Plusieurs pistes sont envisageables pour renforcer la PESD.
- D'abord, il faut agir sur les capacités. Les Européens doivent faire plus d'efforts. La France pour sa part a confirmé le maintien de son effort de défense. Nous fondons beaucoup d'espoir sur les groupements tactiques (GT 1500), les "battle-groups". Ils permettront à l'Europe d'assumer ses responsabilités et de garantir sa sécurité.
- Ensuite, l'Agence européenne de défense constitue une autre voie dans le domaine de l'armement. Nous veillerons à renforcer l'Agence et à faire en sorte qu'elle investisse davantage. Nous soutiendrons également les "plans de développement des capacités" ainsi que ses programmes en matière de recherche et développement. C'est là la base d'une coopération fondamentale entre les Etats membres.
- Enfin, nous devons actualiser, avec nos partenaires et le Haut-Représentant pour la PESC, la Stratégie européenne de sécurité, dont le principe a été approuvé par le dernier Conseil européen : ce sera l'occasion de définir, pour la première fois à vingt-sept, nos intérêts communs, d'évaluer les nouvelles menaces qui pèsent sur l'Europe et d'identifier les moyens pour y répondre.
REPONDRE AUX NOUVEAUX DEFIS.
Concevoir une politique étrangère globale
L'influence de l'Union européenne dans le monde s'exerce par de nombreux canaux. La force de l'Union européenne, c'est sa polyvalence : les politiques communes, de plus en plus nombreuses, comportent le plus souvent un volet externe qui contribue à l'influence de l'Union européenne dans le monde.
Il en va ainsi de la politique commerciale qui permet à l'Union de parler d'une seule voix face aux autres grandes puissances économiques. Dans un autre domaine, l'énergie et la lutte contre le changement climatique sont des enjeux fondamentaux dans lesquels l'Union veut jouer un rôle exemplaire, en affichant des objectifs ambitieux, pour mieux peser sur l'élaboration des normes internationales. Enfin, l'immigration et le développement constituent autant de domaines où l'influence des politiques européennes dépasse largement le seul cadre des frontières de l'Union.
Naturellement, l'état d'avancement de chacune de ces politiques est inégal mais la tendance est positive. Nous souhaitons l'accompagner dans le sens d'une plus grande cohérence. Ainsi, l'Union européenne pourra recueillir tous les bénéfices de ses atouts. L'Union européenne est la seule organisation capable de mobiliser autant d'instruments.
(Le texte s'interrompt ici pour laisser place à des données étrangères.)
PR #7640, opened 2018-01-08
Deprecate imaginary and complex types

wilzbach:
Turn the complex deprecation on by default.
Follow-up to https://github.com/dlang/dmd/pull/7081

This might need some work, depending on what Jenkins tells us.

### DIFF
--- a/src/dmd/mars.d
+++ b/src/dmd/mars.d
@@ -1718,7 +1718,15 @@ private bool parseCommandLine(const ref Strings arguments, const size_t argc, re
                             foreach (t; Usage.transitions)
                             {
                                 if (t.bugzillaNumber !is null)
-                                    buf ~= `case `~t.bugzillaNumber~`: params.`~t.paramName~` = true;break;`;
+                                {
+                                    buf ~= `case `~t.bugzillaNumber~`:`;
+                                    if (t.deprecated_)
+                                        buf ~= `fprintf(global.stdmsg, "-transition=`~t.bugzillaNumber~` has no effect anymore\n");`;
+                                    else
+                                        buf ~= `params.`~t.paramName~` = true;`;
+
+                                    buf ~= "break;";
+                                }
                             }
                             return buf;
                         }
@@ -1738,12 +1746,19 @@ private bool parseCommandLine(const ref Strings arguments, const size_t argc, re
                             import dmd.cli : Usage;
                             string buf = `case "all":`;
                             foreach (t; Usage.transitions)
-                                buf ~= `params.`~t.paramName~` = true;`;
+                                if (!t.deprecated_)
+                                    buf ~= `params.`~t.paramName~` = true;`;
                             buf ~= "break;";
 
                             foreach (t; Usage.transitions)
                             {
-                                buf ~= `case "`~t.name~`": params.`~t.paramName~` = true;break;`;
+                                buf ~= `case "`~t.name~`":`;
+                                if (t.deprecated_)
+                                    buf ~= `fprintf(global.stdmsg, "-transition=`~t.name~` has no effect anymore\n");`;
+                                else
+                                    buf ~= `params.`~t.paramName~` = true;`;
+
+                                buf ~= "break;";
                             }
                             return buf;
                         }
--- a/changelog/complex-deprecated.dd
+++ b/changelog/complex-deprecated.dd
@@ -1,0 +1,21 @@
+Imaginary and complex types types have been deprecated - use `std.complex`
+
+D supported imaginary and complex versions of all floating point types:
+
+---
+float a = 2;
+ifloat b = 4i;
+cfloat c = a + b;
+assert(c == 2 + 4i);
+---
+
+Corrective action: Use the library types in $(MREF std, complex)
+
+---
+import std.complex, std.conv;
+float a = 2;
+auto b = complex(0f, 4);
+static assert(is(typeof(b) == Complex!float));
+auto c = a + b;
+assert(c.to!string == "2+4i");
+---
--- a/docs/gen_man.d
+++ b/docs/gen_man.d
@@ -127,6 +127,8 @@ void main()
 Language changes listed by \fB-transition=id\fR:`);
     foreach (transition; Usage.transitions)
     {
+        if (transition.deprecated_)
+            continue;
         string additionalOptions;
         if (transition.bugzillaNumber)
             additionalOptions = "," ~ transition.bugzillaNumber;
--- a/src/dmd/cli.d
+++ b/src/dmd/cli.d
@@ -328,8 +328,9 @@ struct Usage
     {
         string bugzillaNumber; /// bugzilla issue number (if existent)
         string name; /// name of the transition
-        string paramName; // internal transition parameter name
-        string helpText; // detailed description of the transition
+        string paramName; /// internal transition parameter name
+        string helpText; /// detailed description of the transition
+        bool deprecated_; /// the flag isn't in use anymore
     }
 
     /// Returns all available transitions
@@ -341,7 +342,7 @@ struct Usage
         Transition(null, "checkimports", "check10378",
             "give deprecation messages about 10378 anomalies"),
         Transition("14488", "complex", "vcomplex",
-            "give deprecation messages about all usages of complex or imaginary types"),
+            "give deprecation messages about all usages of complex or imaginary types", true),
         Transition("16997", "intpromote", "fix16997",
             "fix integral promotions for unary + - ~ operators"),
         Transition(null, "tls", "vtls",
@@ -416,6 +417,8 @@ CPU architectures supported by -mcpu=id:
                 "list information on all language changes")] ~ Usage.transitions;
             foreach (t; allTransitions)
             {
+                if (t.deprecated_)
+                    continue;
                 buf ~= "  =";
                 buf ~= t.name;
                 auto lineLength = 3 + t.name.length;
--- a/src/dmd/globals.d
+++ b/src/dmd/globals.d
@@ -87,7 +87,7 @@ struct Param
     bool vtls;              // identify thread local variables
     bool vgc;               // identify gc usage
     bool vfield;            // identify non-mutable field variables
-    bool vcomplex;          // identify complex/imaginary type usage
+    bool vcomplex = true;   // identify complex/imaginary type usage
     ubyte symdebug;         // insert debug symbolic information
     bool symdebugref;       // insert debug information for all referenced types, too
     bool alwaysframe;       // always emit standard stack frame
--- a/test/compilable/sw_transition_complex.d
+++ b/test/compilable/sw_transition_complex.d
@@ -1,5 +1,5 @@
 // PERMUTE_ARGS:
-// REQUIRED_ARGS: -c -transition=complex
+// REQUIRED_ARGS: -c
 
 /*
 TEST_OUTPUT:
--- a/test/fail_compilation/b3841.d
+++ b/test/fail_compilation/b3841.d
@@ -4,21 +4,34 @@
 /*
 TEST_OUTPUT:
 ---
-fail_compilation/b3841.d-mixin-31(31): Warning: `char += float` is performing truncating conversion
-fail_compilation/b3841.d-mixin-31(31): Warning: `int += float` is performing truncating conversion
-fail_compilation/b3841.d-mixin-31(31): Warning: `long += double` is performing truncating conversion
-fail_compilation/b3841.d-mixin-31(31): Warning: `char -= float` is performing truncating conversion
-fail_compilation/b3841.d-mixin-31(31): Warning: `int -= float` is performing truncating conversion
-fail_compilation/b3841.d-mixin-31(31): Warning: `long -= double` is performing truncating conversion
-fail_compilation/b3841.d-mixin-31(31): Warning: `char *= float` is performing truncating conversion
-fail_compilation/b3841.d-mixin-31(31): Warning: `int *= float` is performing truncating conversion
-fail_compilation/b3841.d-mixin-31(31): Warning: `long *= double` is performing truncating conversion
-fail_compilation/b3841.d-mixin-31(31): Warning: `char /= float` is performing truncating conversion
-fail_compilation/b3841.d-mixin-31(31): Warning: `int /= float` is performing truncating conversion
-fail_compilation/b3841.d-mixin-31(31): Warning: `long /= double` is performing truncating conversion
-fail_compilation/b3841.d-mixin-31(31): Warning: `char %= float` is performing truncating conversion
-fail_compilation/b3841.d-mixin-31(31): Warning: `int %= float` is performing truncating conversion
-fail_compilation/b3841.d-mixin-31(31): Warning: `long %= double` is performing truncating conversion
+fail_compilation/b3841.d(42): Deprecation: use of complex type `cfloat` is deprecated, use `std.complex.Complex!(float)` instead
+fail_compilation/b3841.d-mixin-44(44): Warning: `char += float` is performing truncating conversion
+fail_compilation/b3841.d-mixin-44(44): Warning: `int += float` is performing truncating conversion
+fail_compilation/b3841.d-mixin-44(44): Warning: `long += double` is performing truncating conversion
+fail_compilation/b3841.d(42): Deprecation: use of complex type `cfloat` is deprecated, use `std.complex.Complex!(float)` instead
+fail_compilation/b3841.d-mixin-44(44): Warning: `char -= float` is performing truncating conversion
+fail_compilation/b3841.d-mixin-44(44): Warning: `int -= float` is performing truncating conversion
+fail_compilation/b3841.d-mixin-44(44): Warning: `long -= double` is performing truncating conversion
+fail_compilation/b3841.d(42): Deprecation: use of complex type `cfloat` is deprecated, use `std.complex.Complex!(float)` instead
+fail_compilation/b3841.d-mixin-44(44): Warning: `char *= float` is performing truncating conversion
+fail_compilation/b3841.d-mixin-44(44): Warning: `int *= float` is performing truncating conversion
+fail_compilation/b3841.d-mixin-44(44): Warning: `long *= double` is performing truncating conversion
+fail_compilation/b3841.d(42): Deprecation: use of complex type `cfloat` is deprecated, use `std.complex.Complex!(float)` instead
+fail_compilation/b3841.d-mixin-44(44): Warning: `char /= float` is performing truncating conversion
+fail_compilation/b3841.d-mixin-44(44): Warning: `int /= float` is performing truncating conversion
+fail_compilation/b3841.d-mixin-44(44): Warning: `long /= double` is performing truncating conversion
+fail_compilation/b3841.d(42): Deprecation: use of complex type `cfloat` is deprecated, use `std.complex.Complex!(float)` instead
+fail_compilation/b3841.d-mixin-44(44): Warning: `char %= float` is performing truncating conversion
+fail_compilation/b3841.d-mixin-44(44): Warning: `int %= float` is performing truncating conversion
+fail_compilation/b3841.d-mixin-44(44): Warning: `long %= double` is performing truncating conversion
+fail_compilation/b3841.d(42): Deprecation: use of imaginary type `idouble` is deprecated, use `double` instead
+fail_compilation/b3841.d(43): Deprecation: use of imaginary type `ifloat` is deprecated, use `float` instead
+fail_compilation/b3841.d(42): Deprecation: use of imaginary type `ifloat` is deprecated, use `float` instead
+fail_compilation/b3841.d(43): Deprecation: use of imaginary type `idouble` is deprecated, use `double` instead
+fail_compilation/b3841.d(42): Deprecation: use of imaginary type `idouble` is deprecated, use `double` instead
+fail_compilation/b3841.d(43): Deprecation: use of imaginary type `ifloat` is deprecated, use `float` instead
+fail_compilation/b3841.d(42): Deprecation: use of imaginary type `ifloat` is deprecated, use `float` instead
+fail_compilation/b3841.d(43): Deprecation: use of imaginary type `idouble` is deprecated, use `double` instead
 ---
 */
 
@@ -47,7 +60,7 @@ void main()
         f!(op, float, long)();
         f!(op, cfloat, long)();
         f!(op, double, float)();
-        
+
         // Should that really be OK ?
         f!(op, short, int)();
         f!(op, float, double)();
@@ -66,7 +79,7 @@ void main()
         // Should that really be OK ?
         f!(op, ifloat, idouble)();
     }
-    
+
     // OK
     f!("^^=", int, int)();
     f!("^^=", long, int)();
--- a/test/fail_compilation/fail101.d
+++ b/test/fail_compilation/fail101.d
@@ -1,7 +1,8 @@
 /*
 TEST_OUTPUT:
 ---
-fail_compilation/fail101.d(8): Error: cannot implicitly convert expression `1` of type `int` to `creal`
+fail_compilation/fail101.d(9): Deprecation: use of complex type `creal` is deprecated, use `std.complex.Complex!(real)` instead
+fail_compilation/fail101.d(9): Error: cannot implicitly convert expression `1` of type `int` to `creal`
 ---
 */
 
--- a/test/fail_compilation/fail303.d
+++ b/test/fail_compilation/fail303.d
@@ -1,13 +1,14 @@
 /*
 TEST_OUTPUT:
 ---
-fail_compilation/fail303.d(19): Error: `double /= cdouble` is undefined. Did you mean `double /= cdouble.re`?
-fail_compilation/fail303.d(20): Error: `ireal *= ireal` is an undefined operation
-fail_compilation/fail303.d(21): Error: `ireal *= creal` is undefined. Did you mean `ireal *= creal.im`?
-fail_compilation/fail303.d(22): Error: `ireal %= creal` is undefined. Did you mean `ireal %= creal.im`?
-fail_compilation/fail303.d(23): Error: `ireal += real` is undefined (result is complex)
-fail_compilation/fail303.d(24): Error: `ireal -= creal` is undefined (result is complex)
-fail_compilation/fail303.d(25): Error: `double -= idouble` is undefined (result is complex)
+fail_compilation/fail303.d(18): Deprecation: use of imaginary type `ireal` is deprecated, use `real` instead
+fail_compilation/fail303.d(20): Error: `double /= cdouble` is undefined. Did you mean `double /= cdouble.re`?
+fail_compilation/fail303.d(21): Error: `ireal *= ireal` is an undefined operation
+fail_compilation/fail303.d(22): Error: `ireal *= creal` is undefined. Did you mean `ireal *= creal.im`?
+fail_compilation/fail303.d(23): Error: `ireal %= creal` is undefined. Did you mean `ireal %= creal.im`?
+fail_compilation/fail303.d(24): Error: `ireal += real` is undefined (result is complex)
+fail_compilation/fail303.d(25): Error: `ireal -= creal` is undefined (result is complex)
+fail_compilation/fail303.d(26): Error: `double -= idouble` is undefined (result is complex)
 ---
 */
 


wilzbach:
Okay after looking a bit into this (see https://github.com/dlang/phobos/pull/6014) I found the following problems:
- How can `typeid(cfloat)` by called without triggering a deprecation warning?
- This already triggers a deprecation warning:

```
deprecated foo(creal r) {}
```

So usage of `creal` etc. needs to be allowed in `deprecated` (-> https://issues.dlang.org/show_bug.cgi?id=18212)

- there are quite a bunch of [deprecation messages in druntime](https://auto-tester.puremagic.com/show-run.ghtml?projectid=1&runid=2985474&dataid=21127003&isPull=true) to to all `typeinfo`, it's spamy but shouldn't be an issue  

- `std.conv`, `std.format` and `std.traits` will be tricky, e.g.

```
std/conv.d(205): Deprecation: use of complex type cdouble is deprecated, use std.complex.Complex!(double) instead
std/conv.d(205): Deprecation: use of complex type cdouble is deprecated, use std.complex.Complex!(double) instead
std/conv.d(456): Deprecation: use of complex type cdouble is deprecated, use std.complex.Complex!(double) instead
std/conv.d(570): Deprecation: use of complex type cdouble is deprecated, use std.complex.Complex!(double) instead
std/conv.d(586): Deprecation: use of complex type cdouble is deprecated, use std.complex.Complex!(double) instead
std/conv.d(637): Deprecation: use of complex type cdouble is deprecated, use std.complex.Complex!(double) instead
std/conv.d(686): Deprecation: use of complex type cdouble is deprecated, use std.complex.Complex!(double) instead
std/conv.d(759): Deprecation: use of complex type cdouble is deprecated, use std.complex.Complex!(double) instead
std/conv.d(880): Deprecation: use of complex type cdouble is deprecated, use std.complex.Complex!(double) instead
std/conv.d(1024): Deprecation: use of complex type cdouble is deprecated, use std.complex.Complex!(double) instead
std/conv.d(1400): Deprecation: use of complex type cdouble is deprecated, use std.complex.Complex!(double) instead
std/conv.d(1493): Deprecation: use of complex type cdouble is deprecated, use std.complex.Complex!(double) instead
std/conv.d(1575): Deprecation: use of complex type cdouble is deprecated, use std.complex.Complex!(double) instead
std/conv.d(1818): Deprecation: use of complex type cdouble is deprecated, use std.complex.Complex!(double) instead
std/conv.d(1897): Deprecation: use of complex type cdouble is deprecated, use std.complex.Complex!(double) instead
std/conv.d(1935): Deprecation: use of complex type cdouble is deprecated, use std.complex.Complex!(double) instead
std/conv.d(1400): Deprecation: use of complex type cdouble is deprecated, use std.complex.Complex!(double) instead
```

For example:

- [std.format's deprecation messages](http://ix.io/DOD)
- [std.traits's deprecation messages](http://ix.io/DOC)

ibuclaw:
Start by removing all tests using complex and imaginary types?

wilzbach:
> Could help by removing all tests using complex and imaginary types?

Do you mean for Phobos? Yep, that's one idea, but I guess improving this deprecation check to check whether's in a `deprecated` scope would be better, because we can ensure that no user code is broken during the deprecation phase.

ibuclaw:
Yeah, should be simple.  Pass the `sc` parameter to the function.

src/dmd/mars.d
```diff
@@ -1706,6 +1706,7 @@ private bool parseCommandLine(const ref Strings arguments, const size_t argc, re
                             params.bug10378 = true;
                             break;
                         case 14488:
+                            printf("-transition=14488 is no longer needed.\n");
```
ibuclaw: Use `global.stdmsg`?

wilzbach: I have seen `printf` being used here a couple of times, but sure `global.stdmsg` looks cleaner.

wilzbach:
image

@ibuclaw looks like we can finally start the official deprecation cycle :tada:

src/dmd/mars.d
```diff
@@ -1738,12 +1746,19 @@ private bool parseCommandLine(const ref Strings arguments, const size_t argc, re
...
+                                if (!t.deprecated_)
+                                    buf ~= `params.`~t.paramName~` = true;`;
                             buf ~= "break;";
 
                             foreach (t; Usage.transitions)
                             {
-                                buf ~= `case "`~t.name~`": params.`~t.paramName~` = true;break;`;
+                                buf ~= `case "`~t.name~`":`;
+                                if (t.deprecated_)
+                                    buf ~= `fprintf(global.stdmsg, "-transition=`~t.name~` has no effect anymore\n");`;
```
wilzbach: We can't trigger a real deprecation error because Phobos uses `-transition=complex` for now.

andralex:
What happened with @9il 's concerns?

9il:
https://godbolt.org/g/xvEpNH - The same link about performance issues.

ibuclaw:
You're coming about 6 years too late @9il, but that's fine.

A small penalty moving to soft type of course expected. And std.complex is not a module that I've seen change much from its original implementation, so there's bound to be things brought into sharp focus that need to be tended to.

Are your concerns even well founded though? I seem to recall at the one of the first dconfs the question posed "have you ever used complex types?" being asked, all came back with blank faces. I even asked the same question at GNU Hackers meeting a couple months later, and out of the many dozens only one came back with an answer: "I used it once to encode colour sequences, but didn't really need to do it that way."

Complex numbers have been deprecated for more than twice as long as Mirs entire existence. There's nothing that should be possible with complex that can't be done with packed doubles and still retain more or less the same cost.

So, what's your use case?

9il:
OK, I will do a copy with required fixes whrn I need it. Bb

jacob-carlborg:
What about interfacing with C (`_Complex`)? Does/did D support that?

andralex:
It would be interesting to see what the causes of performance loss are and how to mitigate them by language features such as `@inherit`. Compatibility with `_Complex` is also important.

First off, @9il can you provide insight on the performance loss? We really need detailed information here; naively one would think one complex is exactly two floating-point numbers, and grouping those in a `struct` should be easy to destructure by the optimizer, thus getting back to the constituents. Where is this reasoning going wrong? Can you produce a brief Wiki page describing in detail what the issues are and how language features and/or optimizer improvements can help?

andralex:
Higher-level comment: I don't want to rush these things, in fact I'm actively opposed to moving along deprecation.

* Complex numbers are no bother for those not using them. The last time "complex" appears in the title of a forum post is 2015/03/21. So removal of the feature won't improve their life.
* Conversely, those who do use complex numbers would be adversely affected.
* However poorly explained, there seems to be evidence removing complex numbers has non-obvious consequences related to efficiency and C compatibility. These are important and deserve further investigation. Just deprecating and then removing complex numbers and letting users deal with it should be preceded by a careful investigation.
* Complex numbers are not poorly defined and do not occupy large real estate in the language. Removing them would reduce the size of D only nominally.
* In contrast, there are other areas of the language that are poorly defined and that do hurt the language size, complexity, and rigor adversely. Any time spent on this by our collaborators is time not spent there, creating a large opportunity cost.

A simple way to put it is focus on impact. Of the things we can do, what effort has maximum impact? This is definitely not close to that.

JinShil:
IMO the controversy surrounding this deprecation is not because the deprecation is currently being followed through on, but because it wasn't followed through on years earlier.  Not following up on this unfinished business is creating technical debt and encouraging bad choices by users who don't believe deprecation means much in the development of D.

9il:
> First off, @9il can you provide insight on the performance loss? 

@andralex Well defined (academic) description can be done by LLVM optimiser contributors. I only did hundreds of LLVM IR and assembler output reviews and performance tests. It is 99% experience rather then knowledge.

Dans cette palette d'instruments, la PESD et la capacité de gestion de crises constituent naturellement un élément central qui assure à l'Union toute sa crédibilité.
Légitimité européenne
Avec vingt-sept Etats membres, l'Europe reste plus que jamais le niveau pertinent d'intervention :
Regardons la réalité en face. Décider et agir à vingt-sept est bien sûr plus compliqué. Il faut l'accepter : 27 Etats, avec des histoires et des géographies différentes ne peuvent pas réagir dans l'instant, comme un seul centre de décision, lorsque survient une crise.
Toutefois, le chaos annoncé avant les derniers élargissements ne s'est pas produit : à vingt-sept autour de la table du Conseil, tout le monde ne prend pas la parole. Seuls interviennent désormais ceux qui ont vraiment une position à exprimer. Les débats sont davantage orientés vers la prise de décision.
Avec le Traité de Lisbonne, les difficultés institutionnelles qui pouvaient subsister quant aux règles de vote, par exemple, seront dépassées. Je ne vois d'ailleurs aucun sujet d'importance sur lesquels les récents élargissements auraient provoqué un blocage de la décision.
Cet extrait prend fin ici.